Amore e compensazione.
Amore e solitudine.
Queste e tante altre dicotomie appartengono al complesso tema dell'Amore.

L’amore appartiene alla dimensione dell’indefinibile, dell'inenarrabile e dell'inafferrabile, oltre che dimorare nella dimensione più segreta della nostra psiche.
L’amore è spesso misterioso, muove le fila di scelte, di non scelte, di desideri e di frustrazioni; attraverso l’amore ciascuno incontra l’altro e nell’altro se stesso.
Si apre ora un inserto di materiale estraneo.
PR #7291, opened 2023-04-13
refine code to avoid redundant calculation when join probe split happens

windtalker:

Issue Number: ref #6233

Problem Summary:
Currently, for each `Join::doJoinBlockHash`, it will do some preparations before call `JoinPartition::probeBlock`, if split happens, these preparations are redundant if the input block is unchanged.
Refine code to avoid redundant calculation when join probe split happens
### Check List

Tests 

- [ ] Unit test
- [ ] Integration test
- [ ] No code

Side effects

Documentation

- [ ] Affects user behaviors
- [ ] Contains syntax changes

### Release note

```release-note
None
```

### DIFF
--- a/dbms/src/Interpreters/JoinUtils.h
+++ b/dbms/src/Interpreters/JoinUtils.h
@@ -14,6 +14,7 @@
 
 #pragma once
 
+#include <Columns/ColumnNullable.h>
 #include <Core/Block.h>
 #include <Parsers/ASTTablesInSelectQuery.h>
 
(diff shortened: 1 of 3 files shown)


dbms/src/Interpreters/JoinUtils.h
```diff
@@ -71,13 +72,25 @@ struct ProbeProcessInfo
...
+    std::unique_ptr<IColumn::Offsets> offsets_to_replicate = nullptr;
+
     explicit ProbeProcessInfo(UInt64 max_block_size_)
         : max_block_size(max_block_size_)
         , min_result_block_size((max_block_size + 1) / 2)
         , all_rows_joined_finish(true){};
 
     void resetBlock(Block && block_, size_t partition_index_ = 0);
     void updateStartRow();
+    void prepareForProbe(const Names & key_names, const String & filter_column, ASTTableJoin::Kind kind, ASTTableJoin::Strictness strictness);
```
SeaRise, line 93: It looks like this method doesn't work for cross joins, does it?

windtalker: Currently, cross join does not split the block during probe stage, so it is fine for now. I'm working on split cross join probe, and will update this method for cross join in that pr.

SeaRise (approved):
lgtm

dbms/src/Interpreters/JoinUtils.h
SeaRise: ok

Issue #7306, opened 2023-04-18
TiFlash with s3 can't evict remote cache


lilinghai:
## Bug Report

Please answer these questions before submitting your issue. Thanks!

### 1. Minimal reproduce step (Required)

insert some table and select count(*) using tiflash. deploy tiflash with s3 using minio
set read node remote cache 800G
### 2. What did you expect to see? (Required)
The remote cache can be evict and tiflash run stable
### 3. What did you see instead (Required)
The remote cache can't not be evicted
```
[2023/04/18 13:29:38.322 +08:00] [WARN] [PathCapacityMetrics.cpp:306] ["No available space for path: /data0/tiflash/cache, capacity: 800.00 GiB, used: 802.70 GiB"] [thread_id=2313]
[2023/04/18 13:29:48.323 +08:00] [WARN] [PathCapacityMetrics.cpp:306] ["No available space for path: /data0/tiflash/cache, capacity: 800.00 GiB, used: 802.70 GiB"] [thread_id=2313]
[2023/04/18 13:29:58.324 +08:00] [WARN] [PathCapacityMetrics.cpp:306] ["No available space for path: /data0/tiflash/cache, capacity: 800.00 GiB, used: 802.70 GiB"] [thread_id=2313]
[2023/04/18 13:30:08.325 +08:00] [WARN] [PathCapacityMetrics.cpp:306] ["No available space for path: /data0/tiflash/cache, capacity: 800.00 GiB, used: 802.70 GiB"] [thread_id=2313]
[2023/04/18 13:30:18.326 +08:00] [WARN] [PathCapacityMetrics.cpp:306] ["No available space for path: /data0/tiflash/cache, capacity: 800.00 GiB, used: 802.70 GiB"] [thread_id=2313]
```
TiFlash seems hang when the remote cache capacity is full
![image](https://user-images.githubusercontent.com/7677963/232691527-e72aa776-3bc7-4284-9d68-3850bc398dce.png)

### 4. What is your TiFlash version? (Required)
master

JaySon-Huang:
This is an expected behavior that TiFlash read node will try to maximize the use of disk capacity. When the disk capacity is no enough for downloading new files from S3, read node will evict some local cached file to download new files automatically 
https://github.com/pingcap/tiflash/blob/a3e48e4b734ac4d25e1642557208ab89fd294794/dbms/src/Storages/S3/FileCache.cpp#L245-L261

[...]

PR #7323, opened 2023-04-19
Refine remote cache capacity.

JinheLin:

Issue Number: ref #7306 

1. Seperating capacity metrics of page cache and dtfile cache in `PathCapacityMetrics`, so that we can easily to see which cache usage is out of limit.
2. Add reserved capacity for remote cache to avoid cache usage out of limit.
3. Add configuration `storage.remote.cache.reserved_rate`, default value is 0.1.

### Check List

Tests 

- [x] Unit test
- [ ] Integration test
- [ ] No code

Side effects

Documentation

- [ ] Affects user behaviors
- [ ] Contains syntax changes

### Release note

```release-note
None
```


JaySon-Huang (approved):
LGTM

dbms/src/Interpreters/Context.cpp
```diff
@@ -1465,8 +1465,8 @@ void Context::initializePathCapacityMetric( //
     const std::vector<size_t> & main_capacity_quota, //
     const Strings & latest_data_paths,
     const std::vector<size_t> & latest_capacity_quota,
-    const String & remote_cache_data_path,
-    size_t remote_cache_capacity)
+    const Strings & remote_cache_paths,
```
flowbehappy, line 1468: Instead of a vector, better use a struct which is more clear.

Lloyd-Pottiger (approved):

Issue #7290, opened 2023-04-13
TiFlash crash when dumping incremental checkpoint


JaySon-Huang:
## Bug Report

Please answer these questions before submitting your issue. Thanks!

### 1. Minimal reproduce step (Required)

deploy tiflash under disagg mode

Molte richieste di consulenze che noi clinici riceviamo quotidianamente - online ed in studio -riguardano l'estrema difficoltà che molti partners manifestano nello stare in coppia, senza riuscire a trovare un equilibrio che possa essere longevo e rassicurante: troppo vicini o troppo distanti, gelosi o indifferenti, simbiotici o estremamente autonomi, passionali o ingrigiti, concilianti o collerici e così via.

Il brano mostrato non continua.